Texto Aníbal Fernandes Foto José Ferrolho

Longe vão os tempos em que os espanhóis atravessavam a fronteira para “comprar tudo” em Vila Verde de Ficalho. O comércio, nos dias que passam, corre em sentido contrário. E no que diz respeito ao gás butano engarrafado, poucos são os que pensam duas vezes antes de percorrer os seis quilómetros que separam esta vila raiana portuguesa de Rosal de la Frontera.

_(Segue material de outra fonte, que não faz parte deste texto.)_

PR #91, opened 2026-01-09
Add simple end-to-end example of DP training of a transformer

moksha-hub:
This addresses issue #86 by adding a single-file, forkable example that uses JAX Privacy core library (not Keras API), implements a minimal transformer for next-token prediction, demonstrates per-example gradient clipping, noise calibration from privacy budget, and gaussian_privatizer for noise addition.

Rosalina Caçador explora um negócio há mais de 50 anos em Ficalho, na rua dos Defensores do Povo. À porta do seu estabelecimento alinham-se meia dúzia de bilhas de gás à espera de clientes. “Dantes eram eles que cá vinham comprar tudo. Café, bacalhau, grão, alumínios, fruta, queijo… agora não aparece cá um”, lamenta-se a lojista que atira as culpas para o euro e para a abertura das fronteiras.

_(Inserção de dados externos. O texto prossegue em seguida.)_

PR #94, opened 2026-01-12
keras_api: expose noise multiplier getter

### LINKED ISSUE #26: Provide a way to get the calculated noise multiplier through public Keras API

staticpayload:
## Summary
- expose a public helper and model method to read the configured or calibrated noise multiplier
- cache the calibrated value on the model and reuse it in DP-SGD gradient noise
- add tests for config-based and calibrated retrieval

## Testing
- pytest tests/keras_api_test.py (Amazon Linux 2023, Python 3.11, eu-central-2)

Fixes #26

### DIFF
--- a/jax_privacy/keras_api.py
+++ b/jax_privacy/keras_api.py
@@ -1,4 +1,5 @@
 # coding=utf-8
+# pylint: disable=todo-style
 # Copyright 2025 DeepMind Technologies Limited.
 #
 # Licensed under the Apache License, Version 2.0 (the "License");


jax_privacy/keras_api.py
```diff
@@ -256,6 +257,41 @@ def make_private(model: keras.Model, params: DPKerasConfig) -> keras.Model:
...
 
+def get_noise_multiplier(model: keras.Model) -> float:
+  """Returns the noise multiplier used for DP-SGD training.
+
+  If the noise multiplier is not set in DPKerasConfig, this will calibrate it
+  once and cache the value on the model.
+
+  Example:
+    >>> import keras  # doctest: +SKIP
+    >>> from jax_privacy import keras_api  # doctest: +SKIP
```
ryan112358: Why are these doctests skipped?

I'm not sure this doctest belongs on this method,  I think it better fits in the module-level docstring

ryan112358 (changes requested):

jax_privacy/keras_api.py
```diff
@@ -256,6 +281,22 @@ def make_private(model: keras.Model, params: DPKerasConfig) -> keras.Model:
   return model
 
 
+def get_noise_multiplier(model: keras.Model) -> float:
+  """Returns the noise multiplier used for DP-SGD training.
+
+  If the noise multiplier is not set in DPKerasConfig, this will calibrate it
```
ryan112358, line 292: pylint is complaining about the docstring format.  Valid formats include:

a) one-lin edocstring (delete this extra stuff)
b) full docstring, but it needs to include an "Arguments" and "Returns" block

jax_privacy/keras_api.py
```diff
@@ -533,11 +576,29 @@ def _dp_train_step(
...
+    model._dp_noise_multiplier = noise_multiplier  # pylint: disable=protected-access
+  return noise_multiplier
+
+
 def _noised_clipped_grads(
     compute_loss_and_updates_fn: LossFn,
     dp_params: DPKerasConfig,
     state: _StateType,
     data: _KerasInputsDataType,
+    model: keras.Model | None = None,
```
ryan112358, line 621: Add to docstring

ryan112358: I think this is the main thing blocking submission.  Here is the error I see:

Args section is missing, does not match arg list or is badly indented.

Expected: compute_loss_and_updates_fn, dp_params, state, data, model

Found   : compute_loss_and_updates_fn, dp_params, state, data

Missing: model

ryan112358 (approved):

O gás à porta apenas é reclamado por alguém que foi vítima do esquecimento e o deixou acabar, ou por um dos poucos que não têm meios para o ir adquirir ao outro lado da fronteira.
Alguns metros abaixo, na travessa Larga, dois minimercados, quase lado a lado, apresentam nas grades, cada um, a sua marca de gás. O preço de uma bilha de butano de 13 quilos é de 26 euros na loja, mais um euro se a entrega for ao domicílio.

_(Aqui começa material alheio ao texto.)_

Issue #85, opened 2026-01-06
Add support  and examples for cryptographically secure Jax privacy programs


ryan112358:
DP mechanisms typically have randomness in two places: batch selection and noise addition.  Some programs that use Jax privacy may also require internal randomness, although this randomness does not typically affect the privacy guarantee.  By default Jax privacy uses numpy pseudo-random number generation for batch selection, and Jax pseudo-random number generation with explicit key management. 

The `randomgen` library can be used for generating crypographically secure random values, and conforms to the same API as numpy.  This can offer a drop-in replacement for batch_selection and used via dependency injection by Jax privacy users.  For noise_addition, this library can be used to generate normal random values in numpy (on CPU).  For efficiency, this should be done asyncronously with the calculation + accumulation of per-example clipped gradients (which occurs on GPU/TPU).  

Task: 
* Add a new example binary that demonstrates DP training with cryptographically secure randomness, adding useful reusable components to the Jax privacy library as necessary/helpful.

PR #100, opened 2026-01-17
FIX: Add cryptographically secure batch selection and DP training example using randomgen

amyssnippet:
FIXED THE ISSUE #85 

- Introduces CryptoSecureBatchSelectionStrategy in the Jax Privacy library, enabling batch selection with cryptographically secure randomness via the randomgen library.
- Refactors batch selection internals to support dependency injection of secure RNGs.
- Adds a new example binary (dp_training_crypto_secure.py) demonstrating differentially private training with cryptographically secure randomness for both batch selection and noise addition.
- Ensures extensibility for users requiring secure randomness in privacy-sensitive applications.

### DIFF
--- a/examples/dp_training_crypto_secure.py
+++ b/examples/dp_training_crypto_secure.py
@@ -1,0 +1,48 @@
+"""
+Example: DP training with cryptographically secure randomness using Jax Privacy and randomgen.
+"""
+import numpy as np
+try:
+    import randomgen
+except ImportError:
+    raise ImportError("randomgen must be installed for this example.")
+
+from jax_privacy.batch_selection import CryptoSecureBatchSelectionStrategy
+from jax_privacy.noise_addition import gaussian_privatizer
+import jax
+import jax.numpy as jnp
+import optax
+
+# Dummy dataset and model for demonstration
+NUM_EXAMPLES = 1000
+BATCH_SIZE = 128
+EPOCHS = 2
+
+# Create a cryptographically secure RNG
+crypto_rng = randomgen.RandomGenerator(randomgen.Xoshiro256(secure=True))
+
+# Batch selection strategy using cryptographically secure RNG
+batch_selector = CryptoSecureBatchSelectionStrategy()
+batch_iter = batch_selector.batch_iterator(NUM_EXAMPLES, rng=crypto_rng)
+
+# Dummy model parameters and gradients
+params = jnp.zeros((10,))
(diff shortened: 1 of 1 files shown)


jax_privacy/batch_selection.py
```diff
@@ -52,25 +52,53 @@ class PartitionType(enum.Enum):
 def _independent_partition(
     num_examples: int,
     num_groups: int,
-    rng: np.random.Generator,
+    rng,
     dtype: np.typing.DTypeLike
-) -> list[np.ndarray]:
-  sizes = rng.multinomial(num_examples, np.ones(num_groups) / num_groups)
-  boundaries = np.cumsum(sizes)[:-1]
-  indices = np.random.permutation(num_examples).astype(dtype)
```
ryan112358, line 60: I thin this should be rng.permutation actually, the usage of np.random is a mistake.  This will allow you to delete the if / else as wella s the local import of randomgen

jax_privacy/batch_selection.py
```diff
@@ -52,25 +52,53 @@ class PartitionType(enum.Enum):
...
-  return [g[:group_size] for g in groups]
+  ) -> list[np.ndarray]:
+    try:
+      import randomgen
+    except ImportError:
+      randomgen = None
+    if randomgen and isinstance(rng, randomgen.RandomGenerator):
+      indices = rng.permutation(num_examples).astype(dtype)
+    else:
+      indices = np.random.permutation(num_examples).astype(dtype)
```
ryan112358, line 86: Same here

jax_privacy/batch_selection.py
ryan112358, line 1: Changes to this file should not be necessary (except the bug fix of np.random -> rng).  You should be able to just pass in a secure rng via dependency injection

examples/dp_training_crypto_secure.py
```diff
@@ -0,0 +1,48 @@
+"""
+Example: DP training with cryptographically secure randomness using Jax Privacy and randomgen.
+"""
+import numpy as np
+try:
```
ryan112358, line 5: Remove the try/except, you can assume the user has their environment set up correctly

ryan112358 (commented):
This is a good example but maybe a bit too incomplete for inclusion in the examples/ directory.  I think it would fit better in the module-level documentation of jax_privacy.batch_selection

Apesar de tudo, ainda são as bilhas levadas a casa dos clientes aquelas que mais vão saindo, já que a população idosa, e sem ninguém que lhe traga o combustível do estrangeiro, tem de recorrer a este serviço se quiser aquecer as sopas e tomar banho de água quente.
Sofia Oliveira, dona de um destes minimercados, está apenas há um ano a gerir o espaço e, portanto, não nota “muita diferença”, mas tem “noção de que vai muita gente a Espanha”.
Já a sua colega de ramo e de rua, Maria José Afonso, no minimercado Zézinha há mais de 20 anos, ainda se lembra de vender gás “muito bem”. Agora não vende nem metade daquilo que “já há uns anos valentes” vendia.
Numa esplanada encontramos duas consumidoras. Diamantina Parrinha e Maria José Gomes compram o gás em Espanha “desde o ano 2000”. “Com o dinheiro de uma aqui, compram-se duas em Espanha”, explicam, garantindo que 90 por cento das pessoas fazem o mesmo.
Estes números, apesar de empíricos, não devem ficar a dever muito à verdade. David Mozo Galhoz, o jovem espanhol que trabalha na loja da Repsol, logo a seguir à linha de fronteira, diz que todos os dias aparecem clientes portugueses, mas ao fim de semana é que se nota uma grande corrida ao gás por parte dos nossos compatriotas, a ponto de “às vezes esgotar”.
Mesmo sendo segunda-feira, não precisamos de esperar muito para um carro de matrícula portuguesa fazer a manobra para colocar o porta-bagagens a jeito de carregar com a bilha.
Francisco Rosa veio de Vila Nova de São Bento e já faz este percurso há mais de cinco anos. “Quando a gasolina fazia diferença vinha gente de Serpa e Beja”, garante este cliente que, mesmo assim, sem a tal grande diferença no combustível para os carros, acha que o gás a 12,90 euros “compensa” o suficiente para fazer uma viagem de 32 quilómetros.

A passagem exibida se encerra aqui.